Stock splits, long out of favor, are making a comeback.

It started with Walmart, which announced a 3-for-1 stock split on Jan. 30, with the additional shares being distributed on Feb. 23.

And from there, it picked up steam. On Thursday, Williams-Sonoma announced a 2-for-1 split, and on Wednesday, Broadcom announced a 10-for-1 split.

Stock splits are far less common now than 20 or 30 years ago. During the tech and internet bubble of the late 1990s, stock splits were common. David Kostin, chief U.S. equity strategist at Goldman Sachs, noted that roughly 15% of Russell 1000 firms split their stock each year in the late 1990s, but that proved to be an anomaly.

By the mid-2000s, roughly 5% of the Russell 1000 members split their stock each year, and after the great financial crisis from 2008-2009, stock splits practically ceased.

Importantly, splits did not increase after the market began recovering in 2010.

The likely reason is the institutional base for stock ownership has come to dominate the market. Institutional investors invest by dollar value, not by shares. They would typically buy, for example, $10 million in stock and wouldn’t care what the price is.

But recently, there are signs of a subtle shift. Some of it may be because the price of some stocks reached absurd levels. Chipotle, for example, has never split its stock and is trading over $3,200 and will soon split 50-for-1. Nvidia was over $1,200 by the time it split 10-for-1.

More importantly, some companies appear to be more interested in appealing to retail investors.

Nvidia noted that the purpose of the split was to “make stock ownership more accessible to employees and investors.” Chipotle said the same thing.

Walmart also cited these factors in its statement announcing the split: “The stock split is part of Walmart’s ongoing review of optimal trading and spread levels and its desire for its associates to feel that purchasing shares is easily within reach.

In theory, no.
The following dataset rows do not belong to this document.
PR #1603, opened 2023-04-03
Update bandwidth sample

fippo:
modernizing it a bit and allowing easier testing of the lowest limit (yep, it works at 5kbps even)

### DIFF
--- a/src/content/peerconnection/bandwidth/js/main.js
+++ b/src/content/peerconnection/bandwidth/js/main.js
@@ -200,8 +200,14 @@ function onSetSessionDescriptionError(error) {
 bandwidthSelector.onchange = () => {
   bandwidthSelector.disabled = true;
   const bandwidth = bandwidthSelector.options[bandwidthSelector.selectedIndex].value;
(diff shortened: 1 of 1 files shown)


src/content/peerconnection/bandwidth/js/main.js
```diff
@@ -215,36 +221,34 @@ bandwidthSelector.onchange = () => {
...
       parameters.encodings = [{}];
     }
-    if (bandwidth === 'unlimited') {
+    if (bandwidthInKbps === 'unlimited') {
       delete parameters.encodings[0].maxBitrate;
     } else {
-      parameters.encodings[0].maxBitrate = bandwidth * 1000;
+      parameters.encodings[0].maxBitrate = bandwidthInKbps * 1000;
     }
+    return sender.setParameters(parameters);
```
beaufortfrancois, line 229: Code below won't be executed with this added `return`

fippo: Away with it, thanks for 👀

henbos (approved):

The value of the company remains the same.

However, many academic studies have noted various changes in trading patterns for stocks that split, though these changes are not uniform. One academic study published in the Journal of Risk and Financial Management in 2023 found several positive benefits:

1) Trading volumes go up

2) Liquidity, or the ability to trade a lot of shares without moving the price, improves

3) Stock splits increase the shareholder base for the company

These changes may have subtle impacts on the stock price.

If companies with a retail focus are suddenly more sensitive to their prices, there are some obvious candidates. The “over $1,000” club in the S&P 500 is small and getting smaller: Chipotle ($3,230), Broadcom ($1,679) and Lam Research ($1,032) are all splitting their stocks.

The holdouts include Booking Holdings ($3,852), Autozone ($2,809), and Deckers Outdoors ($1,026).

Other high-priced stocks with a retail focus include Costco ($843) and Super Micro Computer ($872), which recently joined the S&P 500.

However, if corporate America smells that there is a trend and can attract attention by splitting stocks, retail-facing companies with much lower price profiles may also become candidates.

That might include Spotify ($305), Ulta Beauty ($397) or even ServiceNow ($715), which has never split its stock.